Stephen Laszlo: Portfolio Contest Winner

Words: Dean Brierly

“When I’m out walking the streets, my emotions blend into the street environment.”

Photo: Stephen Laszlo: Portfolio Contest Winner photo no. 1
Stephen Laszlo
There are certain cities throughout the world whose cultural identity is perhaps most vividly expressed through the medium of street photography. In the United States, New York City is arguably the foremost example. Close behind is the city that famously claimed Tony Bennett’s heart. From Max Yavno and Fred Lyon to Bob Eckert and Michael Jang, photographers have found endless inspiration in the vibrant, gritty, beautiful streets of San Francisco.

In recent years, Stephen Laszlo has been making his own ongoing photographic study that adds another perspective to the city’s visual legacy. Having grown up on the East Coast, studied film in NYC and worked in the film industry in LA, Laszlo is currently employed in the tech sector in San Francisco.
Photo: Stephen Laszlo: Portfolio Contest Winner photo no. 2
Shopping, San Francisco, California, 2022
Originally a film photographer, he transitioned to digital around 2010 when the technology began to deliver the look and feel of 35mm film. While Laszlo responds to the visual stimuli in such cities as New York, Paris, and London, San Francisco offers him different visual and emotional perspectives, where he often emphasizes lone figures rather than multiple subjects grouped together.

“I do prefer to focus on separate individuals, as distinct from the typical street work you see,” he explains. “To me, it’s far more interesting. It’s that loneliness I love to capture. When I’m out walking the streets, my emotions blend into the street environment. That’s when I’m in my zone, alone with my thoughts, alone with the sounds. That’s what I love to capture in someone else, because most times they are in that exact same state.”
Photo: Stephen Laszlo: Portfolio Contest Winner photo no. 3
The Cab, San Francisco, California, 2022
Emblematic of Laszlo’s approach is the photograph “Shopping,” in which a woman pushes a portable shopping cart down the sidewalk, at once part of and separate from the urban environment. Her aloneness is accentuated by her rigid posture and controlled pace; her focused, straight-ahead gaze; the communication-limiting mask she wears; and the manner in which she wields the cart like some kind of wheeled prow as if to repel contact with others. Further underlining this effect is Laszlo’s framing, centering her in the lower third of the vertical frame and creating a spotlight effect through extensive vignetting.

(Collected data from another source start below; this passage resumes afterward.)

PR #168, opened 2015-08-27
Revert "Revert "Drop dependency on Wikibase DataModel Services""

Benestar:
This reverts commit 6a78b247868e0020fe3f744d666d702efe771e3f.

Conflicts:
	RELEASE-NOTES.md
	mediawiki.php

### DIFF
--- a/composer.json
+++ b/composer.json
@@ -28,8 +28,7 @@
 	},
 	"require": {
 		"php": ">=5.3.0",
-		"wikibase/data-model": "~4.0",
-		"wikibase/data-model-services": "~1.0",
+		"wikibase/data-model": "~4.2",
 		"serialization/serialization": "~3.1",
 		"data-values/serialization": "~1.0"
 	},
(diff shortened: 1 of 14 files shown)


thiemowmde:
Please see https://github.com/wmde/WikibaseDataModelSerialization/pull/167#issuecomment-135340476.

Benestar:
@thiemowmde You mean we should rather consider 1.9.0 as a bugfix of 1.8.0 where we did a breaking release accidentially? I don't think that's a good idea as we already use 1.8.0 in Wikibase.git and this release broke jenkins. Making a mistake once doesn't justify doing the same mistake a second time.

thiemowmde:
Please do not turn my arguments against me. I'm asking if we should fork and release a 1.8.1 to fix 1.8.0. We did exactly that for 1.9.0 now. Both 1.8.0 and 1.9.0 are unusable and need the same bugfix.

Benestar:
Sorry @thiemowmde I think there is a misunderstanding. I didn't want to turn any arguments agains you, how can arguments on software ever be against people? :-) I'm ok with forking 1.8.0 and to a 1.8.1 release but I don't know what semver really encourages in that situation. I just think that a breaking release is definitely needed now, whatever else we release as well.

PR #169, opened 2015-08-27
Remove deprecated methods

### LINKED ISSUE #143: Remove methods deprecated in 1.4
This should be done in the next major release.

Benestar:
Fixes #143 

I've verified that none of these methods are used anywhere in Wikibase.git anymore. They should be removed in 2.0


addshore:
Also checked and doesn't appear to be used in WIkibase or Extensions

PR #170, opened 2015-08-27
Release 2.0.0

Benestar:


RELEASE-NOTES.md
```diff
@@ -1,5 +1,11 @@
 # Wikibase DataModel Serialization release notes
 
+## 2.0.0 (2015-08-27)
+
+* Dropped dependence on Wikibase DataModel Services
```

“Most of those isolation pieces were reflective of the pandemic and how it affected …the people forgotten and those who were left out in the streets to figure things out for themselves. I felt compelled to isolate them, in a way putting them on a stage and emulating stage lights casting down upon them,” he comments.
Photo: Stephen Laszlo: Portfolio Contest Winner photo no. 4
Waiting, San Francisco, California, 2020
The studied formality of this image and others is unusual in street photography. The genre is notable for its spontaneity, as photographers typically strive to catch evanescent moments on the fly.

“Some of my work is completely spontaneous, and some of my work is based on backdrop and mood,” Laszlo acknowledges. “There are times I know what I want to capture, and it’s no different than something like landscape photography—you must wait for that sunset or moment that captures the vision. I see much of this in the same way in street photography. Also, street photography hasn’t evolved much, and I like to call some of my street work fine art street photography. Because there is much beauty in it even when it tells the truth and impacts us in emotional ways.”
There’s a certain balance between spontaneity and calculation in all of the images presented here. It’s interesting to speculate on the degree to which Laszlo tacitly enlists his subjects’ participation.

“Some work I have done that is outside of trying to get a particular vision or emotion is [achieved] through a different mode. I’ll delve into more of a photojournalist approach, and sometimes I’ll ask the subject if I can capture them. I don’t do this often, but much like my color work, when I’m not feeling creative through my expression, I’ll involve myself in a particular event, like the Chinese New Year’s parade, in which all that type of work will be approached from a documentary or photojournalist approach, versus my more studied and artistic approach.”